Clinical Competence of Nursing Students in Senior Preceptorship

Monday, July 11, 2011

Kimberly Kim, PhD, RN
Nursing and Health Science, California State University, East Bay, Hayward, CA

Learning Objective 1: describe the clinical competence and confidence of culturally diverse nursing students enrolled in senior preceptorship courses in baccalaureate nursing programs.

Learning Objective 2: examine the perceived levels of clinical competency skills and confidence of senior nursing students related to the preceptorship experience.

Purpose: To describe the clinical competence of 130 culturally diverse nursing students enrolled in senior preceptorship and examine the relationships between levels of clinical competency skills and confidence of students.

Methods: A descriptive correlational study assessed six core competency skills: Patient-centered care, teamwork, evidence-based practice, safety, quality improvement, and informatics, utilizing the QSEN guidelines. Data were collected using three questionnaires: QSEN survey, Preceptorship Experience Questionnaire and Graduate Nurse Survey at the last semester.

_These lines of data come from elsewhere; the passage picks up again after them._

PR #7731, opened 2018-06-06
Expands the documentation of Application

fxn:
Yo! This patch expands a bit the documentation of `Application` with things I missed when researching applications in the last months.

I tried to find a balance between what I'd like to know as an Elixir programmer, and the gory details. For example, I believe it is important to have a section about the resource file, and I believe it is good to explain the concept of _loading_ an application. That way you have good context to understand the environment, for example, and to describe what happens when an application that does not have a callback module is started. But we do not talk for example about the application controller, the application master, the process leader, etc.

I took some micro-decisions in writing this so take it as a proposal, as always, please feel free to suggest any changes you may like 😄.


lib/elixir/lib/application.ex
```diff
@@ -4,32 +4,90 @@ defmodule Application do
...
+  otherwise, it continues.
 
-  Starting an application is done via the "application module callback", which
-  is a module that defines the `start/2` function. The `start/2` function should
-  then start a supervisor, which is often called as the top-level supervisor, since
-  it sits at the root of a potentially long supervision tree. When the system is
+  An application callback module is a module that defines at least the callbacks
+  `start/2` and `stop/1`. If there is one configured, the start process invokes
+  its `start/2` function, which must start and link a supervisor, and return its
+  pid. That supervisor is often called _the top-level supervisor_, since it sits
```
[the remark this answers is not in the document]
fxn: I write PID everywhere except in Erlang/Elixir, where I see "pid" is more common in docs and books.

lib/elixir/lib/application.ex
```diff
@@ -4,32 +4,90 @@ defmodule Application do
...
-  ## Start and shutdown
+  The key `mod` of the application resource file specifies whether the
+  application has a callback module. If it doesn't, the start process is done,
+  otherwise, it continues.
 
-  Starting an application is done via the "application module callback", which
-  is a module that defines the `start/2` function. The `start/2` function should
-  then start a supervisor, which is often called as the top-level supervisor, since
-  it sits at the root of a potentially long supervision tree. When the system is
+  An application callback module is a module that defines at least the callbacks
```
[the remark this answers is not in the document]
fxn: Makes sense. There is a section next, let me see if I can merge them or use different headers or something.

lib/elixir/lib/application.ex
```diff
@@ -4,32 +4,90 @@ defmodule Application do
...
+  flags passed to `erl`.
+
+  Loading an application _does not_ load its modules.
+
+  In practice, you rarely load applications by hand because that is part of the
+  start process, explained next.
+
+  ## Starting and stopping applications
+
+  Applications are also _started_, and _stopped_:
```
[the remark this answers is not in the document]
fxn: Done.

lib/elixir/lib/application.ex
```diff
@@ -4,32 +4,90 @@ defmodule Application do
...
+  Applications are _loaded_, which means that the BEAM finds and processes their
+  resource file:
+
+      iex(1)> Application.load(:ex_unit)
+      :ok
+
+  If an application has included applications, they are loaded too. And the
+  procedure recurses if they in turn have included applications. (Included
+  applications are unrelated to applications in Mix umbrella projects, they are
+  an Erlang concept that has to do with coordinated starts.)
```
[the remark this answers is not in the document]
fxn: Removed.

lib/elixir/lib/application.ex
```diff
@@ -4,32 +4,90 @@ defmodule Application do
...
+  OTP application `ex_unit` is called `ex_unit.app`.
+
+  The application resource file must reside in the same `ebin` directory as the
+  compiled modules of the application. In Elixir, the Mix build tool automates
+  its generation. Some of its keys are taken from the keyword lists returned by
+  the `project/0` and `application/0` functions defined in `mix.exs`, and others
+  are generated by Mix itself.
+
+  You can learn more about the generation of application resource files by
+  typing `mix help compile.app`.
```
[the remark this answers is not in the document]
fxn: Good point, let me generate and see which option autolinks.

lib/elixir/lib/application.ex
```diff
@@ -4,32 +4,90 @@ defmodule Application do
...
-  `APP` is the application name, usually in `underscore_case`. The application
-  file must reside in the same `ebin` directory as the compiled modules of the
-  application. In Elixir, the Mix build tool is responsible for compiling your
-  source code and generating your application `.app` file. You can learn more
-  about the generation of `.app` files by typing `mix help compile.app`.
+  ## The application resource file
+
+  Applications are specified in their [_resource
+  file_](http://erlang.org/doc/man/app.html), which is a file called
+  _application_name_`.app`. For example, the application resource file of the
```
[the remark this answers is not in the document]
fxn: Done!

lib/elixir/lib/application.ex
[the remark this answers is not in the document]
fxn: No luck with the autolinks... what about linking with a relative path so it works both in edge and stable docs? For example, this seems to be OK according to my tests:

> You can learn more about the generation of application resource files in the [`mix compile.app`](../mix/Mix.Tasks.Compile.App.html) task.

lib/elixir/lib/application.ex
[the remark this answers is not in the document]
fxn: Oh man I just saw https://github.com/eksperimental/elixir_inconsistencies, that is golden!

lib/elixir/lib/application.ex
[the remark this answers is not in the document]
whatyouhide: Sounds good.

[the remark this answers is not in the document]
fxn: Awesome, it is up.

fxn:
The original docs have this sentence that the initial patch preserved:

> The application resource file must reside in the same `ebin` directory as the compiled modules of the application.

I just pushed an alternative to that sentence to relax a bit the "must":

> You'll find the resource file of an application in its `ebin` directory, it is generated automatically by Mix.

Reason is, I read the source code of `application_controller` back in the day, and [it just searches the code path](https://github.com/erlang/otp/blob/9ae2044073e6433030ce30756658b103ce67c3c1/lib/kernel/src/application_controller.erl#L1446). For example, this works:

```
$ cat foo.app
{application, foo, []}.
$ iex
iex(1)> Application.load(:foo)
:ok
```

and there is no `ebin`. In practice, when you ship an application using the standard structure, `ebin` is the conventional place in the code path where you can throw the resource file, but formally I am not sure it is a "must". This is just an intro, not an OTP reference, so that relaxed sentence may be just fine. Sounds good?

lib/elixir/lib/application.ex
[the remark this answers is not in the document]
fxn: Yep, I think I need to work more on this patch and merge some information. I'll write back!

lib/elixir/lib/application.ex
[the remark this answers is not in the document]
eksperimental: We use PID in documenration since its an acronym, but we use pid for arguments and function names

Refs
https://github.com/elixir-lang/elixir/pull/4883
https://github.com/elixir-lang/elixir/pull/4754

lib/elixir/lib/application.ex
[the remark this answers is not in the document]
eksperimental: IIRC we dont use underscores but asterisks in markdown to make text bold and italics

whatyouhide:
@fxn yes sounds good.

lib/elixir/lib/application.ex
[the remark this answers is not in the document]
whatyouhide: We do.

lib/elixir/lib/application.ex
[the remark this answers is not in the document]
fxn: Awesome, I've revised it.

lib/elixir/lib/application.ex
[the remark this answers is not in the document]
fxn: Updated too!

lib/elixir/lib/application.ex
```diff
@@ -4,32 +4,89 @@ defmodule Application do
...
+  where `APP` is the application name. For example, the application resource
+  file of the OTP application `ex_unit` is called `ex_unit.app`.
+
+  You'll find the resource file of an application in its `ebin` directory, it is
+  generated automatically by Mix. Some of its keys are taken from the keyword
+  lists returned by the `project/0` and `application/0` functions defined in
+  `mix.exs`, and others are generated by Mix itself.
+
+  You can learn more about the generation of application resource files in the
+  [`mix compile.app`](../mix/Mix.Tasks.Compile.App.html) task.
```
eksperimental: Im wondering how is this going to look like when read in IEx.
This is something I would like to propose/implement in exdoc. The ability.to link to other Elixir proyects

lib/elixir/lib/application.ex
```diff
@@ -4,32 +4,89 @@ defmodule Application do
...
+  Note that this environment is unrelated to the operating system environment
+  variables.
+
+  The application environment can be overriden via the `-config` option of
+  `erl`, as well as command-line flags, as we are going to see below.
+
+  ## Loading applications
+
+  Applications are *loaded*, which means that the BEAM finds and processes their
+  resource file:
```
eksperimental: I think it should be "their resource files" (plural), since they are more.than one.

lib/elixir/lib/application.ex
```diff
@@ -4,32 +4,89 @@ defmodule Application do
...
+
+      iex(1)> Application.load(:ex_unit)
+      :ok
+
+  If an application has included applications, they are loaded too. And the
+  procedure recurses if they in turn have included applications. Included
+  applications are unrelated to applications in Mix umbrella projects, they are
+  an Erlang concept that has to do with coordinated starts.
```
eksperimental: I would say "Erlang/OTP concept" or "OTP concept"

lib/elixir/lib/application.ex
```diff
@@ -4,32 +4,89 @@ defmodule Application do
...
+
+  When an application is loaded, the environment specified in its resource file
+  is merged with any overrides from config files passed to `erl` via the
+  `-config` option. It is worth highlighting that releases pass `sys.config`
+  this way. In turn, these are merged again with any specific `-Application`
```
eksperimental: These what? These options, args, ... I think its worth mention it explicitly for clarity

lib/elixir/lib/application.ex
```diff
@@ -4,32 +4,89 @@ defmodule Application do
...
   system. Instead, you start one or more applications, each with their own
   initialization and termination logic.
 
-  Applications also provide an "application environment", which provides one
-  mechanism for configuring long running applications. We will learn more about
-  the tooling, start and shutdown and the application environment in the next
-  sections.
+  When an application is started, the BEAM loads it if it is not already loaded
+  (in the technical sense described above). Then, it checks if the dependencies
+  listed in the `applications` key of the resource file are already started.
```
eksperimental: I think application should be an atom  since its a key

lib/elixir/lib/application.ex
```diff
@@ -4,32 +4,89 @@ defmodule Application do
...
+  Having at least one dependency not started is an error condition.
+
+  When you start an application with `mix run`, Mix takes care of starting all
+  dependencies for you.
```
eksperimental: "starting all the dependencies"

lib/elixir/lib/application.ex
```diff
@@ -4,32 +4,89 @@ defmodule Application do
...
 
-  ## Start and shutdown
+  The key `mod` of the application resource file specifies whether the
```
eksperimental: Mod shouldn't be an atom since its a key?

lib/elixir/lib/application.ex
fertapric: I thought about commenting the same, but if you open the application resource file `APP.app` what you find is `applications`, not `:applications`. So I thought the current documentation was more accurate in the sense of "what you will see if you open the file".

fxn: That was also my rationale, because it is the ... key *of the resource file*.

lib/elixir/lib/application.ex
```diff
@@ -4,32 +4,89 @@ defmodule Application do
...
+  generated automatically by Mix. Some of its keys are taken from the keyword
+  lists returned by the `project/0` and `application/0` functions defined in
+  `mix.exs`, and others are generated by Mix itself.
+
+  You can learn more about the generation of application resource files in the
+  [`mix compile.app`](../mix/Mix.Tasks.Compile.App.html) task.
+
+  ## The application environment
+
+  The key `env` of an application resource file has a list of tuples that map
```
fertapric: If, at the end, the keys of the application resource file are written as Elixir atoms, then this should also be changed.

lib/elixir/lib/application.ex
eksperimental: Yes. It should stay as is then. Sorry i didnt have a computer at hand to check the files when reviewing

lib/elixir/lib/application.ex
josevalim: :+1: for Erlang/OTP. Erlang by itself is the language and the language does not know about applications.

lib/elixir/lib/application.ex
josevalim: I think we should say:

> files in the `Mix.Tasks.Compile.App` task (or also by running `mix help compile.app`).

fxn: Do you prefer one of the two options?

Linking to `Mix.Tasks.Compile.App`, even if manually, is normal: you link to a module's documentation.

On the other hand, I wonder if mentioning the module is natural or not for an end-user, compared to what they normally interact with in the command-line. (I wonder in the sense that I do not know the answer.) In that option, linking `mix help compile.app`... is a bit strange because you are linking a command to the source code of a module. Not a big mismatch, but just someting to take into account.

What do you think?

(BTW, I need to work in the general structure of the module doc and merge some sections, the patch as is needs more work but all this feedback is being incorporated to the second pass.)

josevalim: If we use `Mix.Tasks.Compile.App`, then we will get automatic linking in places like ExDoc, and pointing out to `mix help compile.app` in parens will be helpful for anybody in the command line.

Given that both are public and the relationship between them is public, I think going with both is fine and the most user friendly. Does it make sense?

fxn: Sounds good, @whatyouhide good for you too?

BTW, locally I do not get autolinking from Elixir to Mix, the purpose of the relative path is to link manually in a way that works both in edge and stable docs. Am I missing something?

josevalim: If autolinking to mix modules is not working then it should be treated as an ex_doc bug. We should investigate. :)

eksperimental: Its a missing feature. As far as i know it has never been implemented

fxn: Could work on that too if you will. In that case, could we perhaps leave here just fixed-width font by now?

lib/elixir/lib/application.ex
```diff
@@ -2,61 +2,88 @@ defmodule Application do
...
+  callback module and start argument:
 
       def application do
         [mod: {MyApp, []}]
       end
 
-  Our application now requires the `MyApp` module to provide an application
-  callback. This can be done by invoking `use Application` in that module and
-  defining a `start/2` callback, for example:
+  This key is optional, only needed for applications implemented as a
```
fertapric: I would rephrase this :) 

This sentence seems to suggest that the core of the application is the supervision tree, but that might not be accurate. Maybe use a expression like "applications with a supervision tree" or "applications that have/use a supervision tree"?

fxn: I feel also so-so about that sentence, but there are several things to consider here.

On one hand, a "library" application may launch processes and supervisors.

The other thing is that I copied this sentence [from the Erlang documentation](http://erlang.org/doc/man/app.html):

> Key mod is necessary for an application implemented as a supervision tree, otherwise the application controller does not know how to start it. mod can be omitted for applications without processes, typically code libraries, for example, STDLIB.

While it seems to be a bit forced, I am not an Erlang programmer, so I guessed that way to phrase it would probably be idiomatic, giving the source.

But if we can find something better...

lib/elixir/lib/application.ex
```diff
@@ -93,11 +117,90 @@ defmodule Application do
...
+      #=> :ok
+
+  Once your application is compiled, running your system is a matter of starting
+  your current application and its dependencies. Differently from other languages,
+  Elixir does not have a `main` procedure that is responsible for starting your
+  system. Instead, you start one or more applications, each with their own
+  initialization and termination logic.
+
+  When an application is started, the runtime loads it if it is not already
+  loaded (in the technical sense described above). Then, it checks if the
```
eksperimental: "the runtime loads it if it is hasn't been loaded yet"

lib/elixir/lib/application.ex
```diff
@@ -93,11 +117,90 @@ defmodule Application do
...
+
+  1. If present, invoke the optional callback `c:prep_stop/1`.
+  2. Terminate the top-level supervisor.
+  3. Invoke the required callback `c:stop/1`.
+
+  The arguments passed to the callbacks are related to the state optionally
+  returned by `c:start/2`, and are documented in the section about the callback
+  module above.
+
+  It is important to highlight that step 2 is blocking. Termination of a
```
eksperimental: "that step 2 is a blocking one"

lib/elixir/lib/application.ex
```diff
@@ -93,11 +117,90 @@ defmodule Application do
...
+  supervisor triggers a recursive chain of children terminations, therefore
+  orderly shutting down all descendant processes. The `c:stop/1` callback is
+  invoked only after termination of the whole supervision tree.
+
+  Shutting down a live system cleanly can be done by calling `System.stop/1`.
+  It will shut down all applications in the opposite order they are started.
```
eksperimental: "It will shut down every application in the opposite order they had been started."

lib/elixir/lib/application.ex
```diff
@@ -118,41 +221,14 @@ defmodule Application do
...
-  then those configurations are better placed at runtime. For example,
-  one may configure applications dynamically via `put_env/3`.
+  ## Further information
 
-  Keep in mind that each application is responsible for its environment.
-  Do not use the functions in this module for directly accessing or modifying
-  the environment of other applications (as it may lead to inconsistent
-  data in the application environment).
+  For further details on applications please check the documentation of the
+  [`application`](http://www.erlang.org/doc/man/application.html) Erlang/OTP
```
eksperimental: I would say here "Erlang module"

fxn:
@eksperimental all feedback addressed, thanks!

josevalim:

Results: Preliminary data indicate that 52% of participants have accomplished various clinical skills through demonstration; 42% were on a stage of developing specific skills; and 5% were beginning to gain competence in skills. The majority of participants strongly agreed that they work effectively with all members of the healthcare team to assure that comprehensive care is delivered to the patients. Setting clear learning objectives and clarifying the role were significantly related to feeling competent completing the work (r = .40); identifying specific learning needs for patients and family members were significantly related to the competence assessing patients’ healthcare needs (r = .68), identifying the patients’ cultural needs in giving care (r = .74); implementing patient and family teaching (r = .78), communicating effectively with team members (r = .47), documenting relevant information (r = .51), teaching patient safety (r = .59); confident communicating with physicians (r = .54) at the significant p of .001. The majority of participants reported that the code-blue emergency response, ventilator handling, and chest-tube care were the three major procedures that they were uncomfortable performing independently. They also reported experiencing difficulty with orientation issues, fear of patient safety, and role expectations.

Conclusion: Findings suggest that nursing students have accomplished or are developing the majority of core competency skills; however, they feel uncomfortable demonstrating advanced medical procedures necessary for the wellness of the patient.